Issue #1700, opened 2024-05-28
Admin\Operator - Internal User can view "Operator Information"


zoeyli-46:
Partially blocked by #1699 

#### Description:
As an internal user, I can see the information for an operator

#### Acceptance Criteria:
Given I am on [operator details page](https://www.figma.com/design/LsDmLDCdnJqI8UahyqvOD8/BCIERS-Designs?node-id=14652-3185&t=EdbpdHgRnvGxWEpV-4) handled in ticket #1699 
When I click the Operator Information tile
Then I am brought to the operator information page 
* same as external user view, but in view-only mode, with no edit button
[Figma](https://www.figma.com/design/LsDmLDCdnJqI8UahyqvOD8/BCIERS-Designs?node-id=18028-8029&t=EdbpdHgRnvGxWEpV-4)

#### Development Checklist:

- [x] Create page in folder  `bciers/apps/administration/app/idir/cas_admin/operators/[operatorId]/page.tsx` to ` return <OperatorPage />;`  
- [x] Also(?), Create page in folder `bciers/apps/administration/app/idir/cas_analyst/operators/[operatorId]/page.tsx` to ` return <OperatorPage />;`  
- [x] implement logic in `OperatorForm` for `SingleStepTaskListForm` property  `allowEdit={role === FrontEndRoles.INDUSTRY_USER_ADMIN}`
- [x] Ensure `bc_obps/common/fixtures/dashboard/?` fixture created in #1699 for operator details has link to `/administration/operators/stub-id` 
- [x] Implement function to replace the static href, `/administration/operators/stub-id`, with dynamic href of the Operator ID obtained from the app router parameters (eg. https://github.com/bcgov/cas-registration/pull/1943/files#diff-75b8bf405e1f0dbab3d2218568846b7d4de7a5c78e86105644124064be3d025c)
- [x] modify `OperatorForm` vitests to reflect internal view-only mode, with no edit button
- [x] Delete page `bciers/apps/administration/app/idir/cas_admin/operators/user-operator/[id]/[formSection]/page.tsx`- [ ] Delete page `bciers/apps/administration/app/idir/cas_analyst/operators/user-operator/[id]/[formSection]/page.tsx`
- [ ] Meets the DOD

**Definition of Ready** (Note: If any of these points are not applicable, mark N/A)

- [ ] User story is included
- [ ] User role and type are identified
- [ ] Acceptance criteria are included
- [ ] Wireframes are included (if required)
[...]

Issue #1699, opened 2024-05-28
Admin\Operator - Internal User can view "Operator details"


zoeyli-46:
#### Description:
As an internal user, I can see the details for an operator

#### Acceptance Criteria:

Given I am on the [operator grid](https://www.figma.com/design/LsDmLDCdnJqI8UahyqvOD8/BCIERS-Designs?node-id=7861-1060&t=EdbpdHgRnvGxWEpV-4)
When I click on view details for an operator
Then I am brought the operator details page for that operator
[Figma](https://www.figma.com/design/LsDmLDCdnJqI8UahyqvOD8/BCIERS-Designs?node-id=14652-3185&t=b1Z2o0PV01yDoPhP-4)

Given I am on the operator details page,
Then the title says "[Operator Name] Operator Details
So that I know which operator I am viewing details for

#### Development Checklist:

- [x] create new dashboard for [Operator Name] Operator Details
- [x] add tiles for each of Information, Operations, Contacts, Users (Events can be ignored for now)
- [x] add routing protections so that only approved internal users are able to access this dashboard
- [x] Meets the DOD

**Definition of Ready** (Note: If any of these points are not applicable, mark N/A)

- [ ] User story is included
- [ ] User role and type are identified
- [ ] Acceptance criteria are included
- [ ] Wireframes are included (if required)
- [ ] Design / Solution is accepted by Product Owner
- [ ] Dependencies are identified (technical, business, regulatory/policy)
- [ ] Story has been estimated (under 13 pts)

·**Definition of Done** (Note: If any of these points are not applicable, mark N/A)

- [ ] Acceptance criteria are tested by the CI pipeline
- [ ] UI meets accessibility requirements
- [ ] Configuration changes are documented, documentation and designs are updated
- [ ] Passes code peer-review
- [ ] Passes QA of Acceptance Criteria with verification in Dev and Test
- [ ] Ticket is ready to be merged to main branch
- [ ] Can be demoed in Sprint Review
- [ ] Bugs or future work cards are identified and created
- [ ] Reviewed and approved by Product Owner

#### Dependencies
#1697 
- Blocked by
- Blocking

andrea-williams:
for clarity:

- - - -

Precisely the lines between those holding "- [x] add routing" and "- [ ] Design", inclusive, are to be reproduced from the listing above, with nothing added.

- [x] add routing protections so that only approved internal users are able to access this dashboard
- [x] Meets the DOD

**Definition of Ready** (Note: If any of these points are not applicable, mark N/A)

- [ ] User story is included
- [ ] User role and type are identified
- [ ] Acceptance criteria are included
- [ ] Wireframes are included (if required)
- [ ] Design / Solution is accepted by Product Owner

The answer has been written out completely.